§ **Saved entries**
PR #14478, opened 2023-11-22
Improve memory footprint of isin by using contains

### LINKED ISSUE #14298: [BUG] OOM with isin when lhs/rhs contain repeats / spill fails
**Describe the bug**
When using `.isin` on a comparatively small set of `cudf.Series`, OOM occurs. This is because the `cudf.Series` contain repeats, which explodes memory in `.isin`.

§ **WHAT YOU HAVE TO DO**
Return each entry from above without altering a single character.

§ **ANSWER TO THIS TASK**
PR #14478, opened 2023-11-22
Improve memory footprint of isin by using contains

### LINKED ISSUE #14298: [BUG] OOM with isin when lhs/rhs contain repeats / spill fails
**Describe the bug**
When using `.isin` on a comparatively small set of `cudf.Series`, OOM occurs. This is because the `cudf.Series` contain repeats, which explodes memory in `.isin`.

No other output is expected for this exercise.